■ Brief: Give the records again, every one, exactly.

[Opening Data to process section]

Issue #510, opened 2024-10-17
ClockTime constructor name is different, breaking mongoose Date checks


alexanderweiss:
> We understand you have a problem and are in a hurry, but please provide us with some info to make it much more likely for your issue to be understood, worked on and resolved quickly.

-   FakeTimers version : 13.0.2
-   Environment : node 20.18 (macOS)
-   Other libraries you are using: sinon 19.0.2, mongoose 8.7.1

**What did you expect to happen?**
We're using Sinon together with mongoose. When using mongoose's `toJSON` and `toObject` to turn mongoose documents into plain objects while faking timers I'd expect fields with Date objects to remain Date objects (or at least look like them). This is the case in fake-timers 11.2.2.

**What actually happens**
While faking timers, when calling `toJSON` or `toObject` on a mongoose document, it turns any Date fields into a number (unix timestamp). This seems to happen because [mongoose determines whether an object is a Date or not using the constructor name](https://github.com/Automattic/mongoose/blob/0752c5daea10df87183a27ed7a1e2c3be33ef52a/lib/helpers/clone.js#L77-L89).

**How to reproduce**
```js
import mongoose from 'mongoose';
import sinon from 'sinon';

const DocModel = mongoose.model('doc',  new mongoose.Schema({ someDate: { type: Date } }));

const doc = new DocModel({ someDate: new Date() })

const plainDocBefore = doc.toObject()
console.log(plainDocBefore.someDate) // plainDocBefore.someDate is a Date object

sinon.useFakeTimers({ now: new Date(), toFake: ['Date', 'hrtime'] });

const plainDocAfter = doc.toObject()
console.log(plainDocAfter.someDate) // plainDocAfter.someDate is a unix timestamp (number)
```

Hope this is the right place to report this.

fatso83:
Hi, great report. We are trying to do semantic releases, which means that when going from version 11 to 12, you will know there are breaking changes. So there are at least two breaking changes between version 11 and 13, of which [this is the most important change in version 12](https://github.com/sinonjs/fake-timers/blob/main/CHANGELOG.md#1200--2024-08-24).

So currently it works as intended, but that does not mean we cannot do stuff to make life easier for people, if it is not a big deal. We did this in #505, for instance, to make `instanceof Date` checks pass.

[...]

PR #512, opened 2024-10-21
Fix constructor-based checks for fake Date no longer pass after installing

alexanderweiss:
Fixes #511 (fix for #510) no longer working after the clock had been installed and global `Date` assigned to the fake.

Once `ClockDateProxy` was installed to global `Date` (to my surprise) the constructor reference on it was 'updated' to point to `ClockDateProxy`.

Thanks again for the help!

### DIFF
--- a/src/fake-timers-src.js
+++ b/src/fake-timers-src.js
@@ -450,7 +450,7 @@ function withGlobal(_global) {
 
                 // ensures identity checks using the constructor prop still works
                 // this should have no other functional effect
-                this.constructor = Date;
+                this.constructor = NativeDate;
             }
 
             static [Symbol.hasInstance](instance) {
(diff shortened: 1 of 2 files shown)


src/fake-timers-src.js
```diff
@@ -450,7 +450,7 @@ function withGlobal(_global) {
 
                 // ensures identity checks using the constructor prop still works
                 // this should have no other functional effect
-                this.constructor = Date;
+                this.constructor = NativeDate;
```
fatso83, line 453: Good catch, this was naively working in the tests due to it being the same when not overwritten. This is what I _meant_ to have written 😄

fatso83 (approved):

src/fake-timers-src.js
alexanderweiss: 👍 I was initially very surprised, but makes sense now — since this happens every time a fake Date is created.

fatso83: patch version out shortly

PR #513, opened 2024-10-28
Ensure checks based Object.keys length pass for fake Dates

alexanderweiss:
Fixes sinon.match / samsam equality checks failing between `Date` and fake dates.

#### Background
Ran into another small issue with the constructor: samsam's `deepEqual` [checks the number](https://github.com/sinonjs/samsam/blob/1b141a7cb9d54b0d8a1f20812c2db4bc1f1e53a3/lib/deep-equal.js#L154) of properties on the object, and the constructor [should not be enumerable](https://developer.mozilla.org/en-US/docs/Web/JavaScript/Reference/Global_Objects/Object/constructor) so there should be 0 keys, but fake Dates had one now.

### DIFF
--- a/src/fake-timers-src.js
+++ b/src/fake-timers-src.js
@@ -450,7 +450,10 @@ function withGlobal(_global) {
 
                 // ensures identity checks using the constructor prop still works
                 // this should have no other functional effect
-                this.constructor = NativeDate;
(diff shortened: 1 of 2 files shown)


alexanderweiss:
Thanks! Our tests were all green now (When adding an override for the latest fake-timers version)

[Closing Data to process section]

■ Solution for this task:
Issue #510, opened 2024-10-17
ClockTime constructor name is different, breaking mongoose Date checks


alexanderweiss:
> We understand you have a problem and are in a hurry, but please provide us with some info to make it much more likely for your issue to be understood, worked on and resolved quickly.

-   FakeTimers version : 13.0.2
-   Environment : node 20.18 (macOS)
-   Other libraries you are using: sinon 19.0.2, mongoose 8.7.1

**What did you expect to happen?**
We're using Sinon together with mongoose. When using mongoose's `toJSON` and `toObject` to turn mongoose documents into plain objects while faking timers I'd expect fields with Date objects to remain Date objects (or at least look like them). This is the case in fake-timers 11.2.2.

**What actually happens**
While faking timers, when calling `toJSON` or `toObject` on a mongoose document, it turns any Date fields into a number (unix timestamp). This seems to happen because [mongoose determines whether an object is a Date or not using the constructor name](https://github.com/Automattic/mongoose/blob/0752c5daea10df87183a27ed7a1e2c3be33ef52a/lib/helpers/clone.js#L77-L89).

**How to reproduce**
```js
import mongoose from 'mongoose';
import sinon from 'sinon';

const DocModel = mongoose.model('doc',  new mongoose.Schema({ someDate: { type: Date } }));

const doc = new DocModel({ someDate: new Date() })

const plainDocBefore = doc.toObject()
console.log(plainDocBefore.someDate) // plainDocBefore.someDate is a Date object

sinon.useFakeTimers({ now: new Date(), toFake: ['Date', 'hrtime'] });

const plainDocAfter = doc.toObject()
console.log(plainDocAfter.someDate) // plainDocAfter.someDate is a unix timestamp (number)
```

Hope this is the right place to report this.

fatso83:
Hi, great report. We are trying to do semantic releases, which means that when going from version 11 to 12, you will know there are breaking changes. So there are at least two breaking changes between version 11 and 13, of which [this is the most important change in version 12](https://github.com/sinonjs/fake-timers/blob/main/CHANGELOG.md#1200--2024-08-24).

So currently it works as intended, but that does not mean we cannot do stuff to make life easier for people, if it is not a big deal. We did this in #505, for instance, to make `instanceof Date` checks pass.

[...]

PR #512, opened 2024-10-21
Fix constructor-based checks for fake Date no longer pass after installing

alexanderweiss:
Fixes #511 (fix for #510) no longer working after the clock had been installed and global `Date` assigned to the fake.

Once `ClockDateProxy` was installed to global `Date` (to my surprise) the constructor reference on it was 'updated' to point to `ClockDateProxy`.

Thanks again for the help!

### DIFF
--- a/src/fake-timers-src.js
+++ b/src/fake-timers-src.js
@@ -450,7 +450,7 @@ function withGlobal(_global) {
 
                 // ensures identity checks using the constructor prop still works
                 // this should have no other functional effect
-                this.constructor = Date;
+                this.constructor = NativeDate;
             }
 
             static [Symbol.hasInstance](instance) {
(diff shortened: 1 of 2 files shown)


src/fake-timers-src.js
```diff
@@ -450,7 +450,7 @@ function withGlobal(_global) {
 
                 // ensures identity checks using the constructor prop still works
                 // this should have no other functional effect
-                this.constructor = Date;
+                this.constructor = NativeDate;
```
fatso83, line 453: Good catch, this was naively working in the tests due to it being the same when not overwritten. This is what I _meant_ to have written 😄

fatso83 (approved):

src/fake-timers-src.js
alexanderweiss: 👍 I was initially very surprised, but makes sense now — since this happens every time a fake Date is created.

fatso83: patch version out shortly

PR #513, opened 2024-10-28
Ensure checks based Object.keys length pass for fake Dates

alexanderweiss:
Fixes sinon.match / samsam equality checks failing between `Date` and fake dates.

#### Background
Ran into another small issue with the constructor: samsam's `deepEqual` [checks the number](https://github.com/sinonjs/samsam/blob/1b141a7cb9d54b0d8a1f20812c2db4bc1f1e53a3/lib/deep-equal.js#L154) of properties on the object, and the constructor [should not be enumerable](https://developer.mozilla.org/en-US/docs/Web/JavaScript/Reference/Global_Objects/Object/constructor) so there should be 0 keys, but fake Dates had one now.

### DIFF
--- a/src/fake-timers-src.js
+++ b/src/fake-timers-src.js
@@ -450,7 +450,10 @@ function withGlobal(_global) {
 
                 // ensures identity checks using the constructor prop still works
                 // this should have no other functional effect
-                this.constructor = NativeDate;
(diff shortened: 1 of 2 files shown)


alexanderweiss:
Thanks! Our tests were all green now (When adding an override for the latest fake-timers version)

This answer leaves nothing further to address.